*** The data ***
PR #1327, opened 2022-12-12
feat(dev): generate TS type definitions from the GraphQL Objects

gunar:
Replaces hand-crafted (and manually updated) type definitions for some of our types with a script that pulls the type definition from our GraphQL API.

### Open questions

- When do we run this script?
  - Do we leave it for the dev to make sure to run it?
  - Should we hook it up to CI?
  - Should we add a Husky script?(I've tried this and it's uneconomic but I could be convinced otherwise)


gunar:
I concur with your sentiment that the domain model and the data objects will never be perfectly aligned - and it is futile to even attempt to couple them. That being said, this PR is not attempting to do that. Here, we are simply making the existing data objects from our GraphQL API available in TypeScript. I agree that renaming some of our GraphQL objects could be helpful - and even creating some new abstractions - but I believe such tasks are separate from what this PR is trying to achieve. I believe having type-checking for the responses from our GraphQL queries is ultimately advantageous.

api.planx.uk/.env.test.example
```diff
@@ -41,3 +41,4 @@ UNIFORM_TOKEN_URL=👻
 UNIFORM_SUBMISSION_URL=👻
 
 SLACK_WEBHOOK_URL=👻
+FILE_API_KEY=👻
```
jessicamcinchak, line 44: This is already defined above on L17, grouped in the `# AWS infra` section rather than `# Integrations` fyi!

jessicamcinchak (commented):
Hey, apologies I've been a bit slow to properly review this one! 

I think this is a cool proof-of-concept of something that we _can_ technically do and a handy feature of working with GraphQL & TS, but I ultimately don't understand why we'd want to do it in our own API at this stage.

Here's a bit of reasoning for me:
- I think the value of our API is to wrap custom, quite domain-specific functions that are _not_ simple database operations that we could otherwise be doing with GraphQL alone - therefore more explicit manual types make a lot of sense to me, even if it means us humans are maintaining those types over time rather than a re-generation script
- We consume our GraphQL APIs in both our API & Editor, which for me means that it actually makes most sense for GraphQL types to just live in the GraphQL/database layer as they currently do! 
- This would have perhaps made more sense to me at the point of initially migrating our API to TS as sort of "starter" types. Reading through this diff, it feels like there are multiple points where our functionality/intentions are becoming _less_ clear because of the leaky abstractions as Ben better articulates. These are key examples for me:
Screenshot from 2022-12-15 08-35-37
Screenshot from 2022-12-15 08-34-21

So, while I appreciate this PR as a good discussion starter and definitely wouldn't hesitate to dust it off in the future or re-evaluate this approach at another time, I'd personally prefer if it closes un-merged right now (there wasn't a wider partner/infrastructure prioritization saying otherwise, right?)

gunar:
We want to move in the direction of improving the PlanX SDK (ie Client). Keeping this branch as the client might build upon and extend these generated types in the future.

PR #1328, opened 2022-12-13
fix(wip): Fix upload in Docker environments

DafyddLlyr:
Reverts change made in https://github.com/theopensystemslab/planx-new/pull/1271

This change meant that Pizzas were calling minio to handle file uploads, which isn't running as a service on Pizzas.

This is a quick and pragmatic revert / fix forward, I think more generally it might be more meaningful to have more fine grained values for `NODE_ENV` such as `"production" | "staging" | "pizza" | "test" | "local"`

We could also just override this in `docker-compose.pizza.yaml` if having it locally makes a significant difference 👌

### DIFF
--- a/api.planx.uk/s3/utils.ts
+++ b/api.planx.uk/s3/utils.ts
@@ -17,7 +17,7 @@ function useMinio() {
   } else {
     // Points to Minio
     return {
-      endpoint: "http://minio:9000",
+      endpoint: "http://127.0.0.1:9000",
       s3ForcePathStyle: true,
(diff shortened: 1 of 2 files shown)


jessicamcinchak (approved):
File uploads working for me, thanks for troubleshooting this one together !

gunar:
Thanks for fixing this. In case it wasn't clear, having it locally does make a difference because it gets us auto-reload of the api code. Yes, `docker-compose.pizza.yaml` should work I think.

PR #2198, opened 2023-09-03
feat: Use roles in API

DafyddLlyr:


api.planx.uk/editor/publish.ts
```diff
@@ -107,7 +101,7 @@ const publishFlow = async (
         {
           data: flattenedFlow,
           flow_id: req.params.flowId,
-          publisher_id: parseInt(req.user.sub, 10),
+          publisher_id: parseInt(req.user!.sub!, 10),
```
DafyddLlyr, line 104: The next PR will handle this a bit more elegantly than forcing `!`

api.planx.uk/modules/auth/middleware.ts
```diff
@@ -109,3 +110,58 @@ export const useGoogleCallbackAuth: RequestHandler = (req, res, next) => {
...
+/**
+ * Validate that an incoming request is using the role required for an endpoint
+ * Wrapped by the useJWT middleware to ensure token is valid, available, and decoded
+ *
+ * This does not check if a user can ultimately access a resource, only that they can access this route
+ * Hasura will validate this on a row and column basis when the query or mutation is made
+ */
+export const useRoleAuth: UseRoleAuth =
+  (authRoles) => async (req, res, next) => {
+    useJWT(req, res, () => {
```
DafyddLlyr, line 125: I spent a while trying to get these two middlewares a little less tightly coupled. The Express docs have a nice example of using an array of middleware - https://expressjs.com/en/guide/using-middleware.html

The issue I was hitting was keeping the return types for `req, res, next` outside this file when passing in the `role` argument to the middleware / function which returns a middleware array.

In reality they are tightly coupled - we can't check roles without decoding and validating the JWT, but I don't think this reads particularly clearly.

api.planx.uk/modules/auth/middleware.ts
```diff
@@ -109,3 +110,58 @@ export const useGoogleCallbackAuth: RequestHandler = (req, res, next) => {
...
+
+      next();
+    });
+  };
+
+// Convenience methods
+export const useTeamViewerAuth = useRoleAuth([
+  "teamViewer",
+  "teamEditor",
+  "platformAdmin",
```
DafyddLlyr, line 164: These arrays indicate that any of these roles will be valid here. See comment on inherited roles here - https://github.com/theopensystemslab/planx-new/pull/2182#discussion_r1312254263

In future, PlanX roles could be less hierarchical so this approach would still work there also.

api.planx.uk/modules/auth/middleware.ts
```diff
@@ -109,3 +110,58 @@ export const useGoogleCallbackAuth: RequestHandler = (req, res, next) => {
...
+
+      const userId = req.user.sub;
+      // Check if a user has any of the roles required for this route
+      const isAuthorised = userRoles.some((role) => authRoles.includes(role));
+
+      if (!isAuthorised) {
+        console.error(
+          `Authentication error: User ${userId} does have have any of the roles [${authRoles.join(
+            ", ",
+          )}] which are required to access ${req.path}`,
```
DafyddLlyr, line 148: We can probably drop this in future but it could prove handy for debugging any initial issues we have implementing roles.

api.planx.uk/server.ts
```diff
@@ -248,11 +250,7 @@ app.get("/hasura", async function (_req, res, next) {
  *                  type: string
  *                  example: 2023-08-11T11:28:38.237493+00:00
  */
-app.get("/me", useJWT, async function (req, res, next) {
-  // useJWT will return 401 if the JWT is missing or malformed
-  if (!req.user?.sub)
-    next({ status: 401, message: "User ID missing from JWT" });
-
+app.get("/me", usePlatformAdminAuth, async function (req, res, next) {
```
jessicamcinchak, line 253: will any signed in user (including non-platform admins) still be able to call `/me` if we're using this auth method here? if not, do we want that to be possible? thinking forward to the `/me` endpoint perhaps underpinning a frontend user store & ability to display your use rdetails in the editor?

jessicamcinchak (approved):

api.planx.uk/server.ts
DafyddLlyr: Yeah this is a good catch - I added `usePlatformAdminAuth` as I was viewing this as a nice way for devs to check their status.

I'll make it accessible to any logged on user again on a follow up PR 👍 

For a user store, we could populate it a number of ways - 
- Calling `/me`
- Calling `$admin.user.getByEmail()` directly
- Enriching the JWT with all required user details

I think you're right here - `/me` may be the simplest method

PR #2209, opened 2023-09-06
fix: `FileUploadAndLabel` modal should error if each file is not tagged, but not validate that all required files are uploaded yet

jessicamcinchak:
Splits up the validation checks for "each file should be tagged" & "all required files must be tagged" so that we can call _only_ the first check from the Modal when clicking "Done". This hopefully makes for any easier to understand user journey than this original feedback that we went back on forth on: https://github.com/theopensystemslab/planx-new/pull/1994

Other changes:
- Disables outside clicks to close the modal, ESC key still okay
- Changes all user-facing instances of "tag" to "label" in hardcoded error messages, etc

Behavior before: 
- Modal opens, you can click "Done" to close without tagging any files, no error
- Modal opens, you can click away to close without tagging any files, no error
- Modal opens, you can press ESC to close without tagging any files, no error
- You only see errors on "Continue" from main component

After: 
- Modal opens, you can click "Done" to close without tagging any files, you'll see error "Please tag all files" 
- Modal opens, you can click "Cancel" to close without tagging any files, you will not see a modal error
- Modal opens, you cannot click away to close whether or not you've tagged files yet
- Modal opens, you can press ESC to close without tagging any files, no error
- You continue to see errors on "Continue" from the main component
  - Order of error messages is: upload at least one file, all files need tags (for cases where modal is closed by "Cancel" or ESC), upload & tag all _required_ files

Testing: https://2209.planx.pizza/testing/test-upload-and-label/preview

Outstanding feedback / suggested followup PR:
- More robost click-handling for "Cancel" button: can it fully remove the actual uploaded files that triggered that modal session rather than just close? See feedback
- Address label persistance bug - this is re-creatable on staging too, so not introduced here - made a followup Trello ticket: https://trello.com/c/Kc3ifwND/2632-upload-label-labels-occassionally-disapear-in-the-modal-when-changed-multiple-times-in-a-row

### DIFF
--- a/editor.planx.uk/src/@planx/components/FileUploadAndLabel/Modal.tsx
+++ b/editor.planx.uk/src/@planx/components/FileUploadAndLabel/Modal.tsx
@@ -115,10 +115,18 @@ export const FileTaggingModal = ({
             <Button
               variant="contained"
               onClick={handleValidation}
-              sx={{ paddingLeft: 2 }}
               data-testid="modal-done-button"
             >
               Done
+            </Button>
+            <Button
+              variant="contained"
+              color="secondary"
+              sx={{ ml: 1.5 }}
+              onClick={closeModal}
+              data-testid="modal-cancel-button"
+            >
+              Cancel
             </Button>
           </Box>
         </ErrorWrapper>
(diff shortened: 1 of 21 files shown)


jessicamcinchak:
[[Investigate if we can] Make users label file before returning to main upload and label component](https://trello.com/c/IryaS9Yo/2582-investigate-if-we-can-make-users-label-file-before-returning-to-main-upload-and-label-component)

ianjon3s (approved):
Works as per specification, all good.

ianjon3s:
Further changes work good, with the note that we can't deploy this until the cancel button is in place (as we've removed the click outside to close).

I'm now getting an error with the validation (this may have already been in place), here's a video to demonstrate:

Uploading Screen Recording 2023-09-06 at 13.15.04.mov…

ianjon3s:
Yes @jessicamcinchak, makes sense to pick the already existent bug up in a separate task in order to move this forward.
*** End of The data ***
* [Work instructions]
Consider the entries above and return each line with the string "onClick".

* [Expected output]
               onClick={handleValidation}
+              onClick={closeModal}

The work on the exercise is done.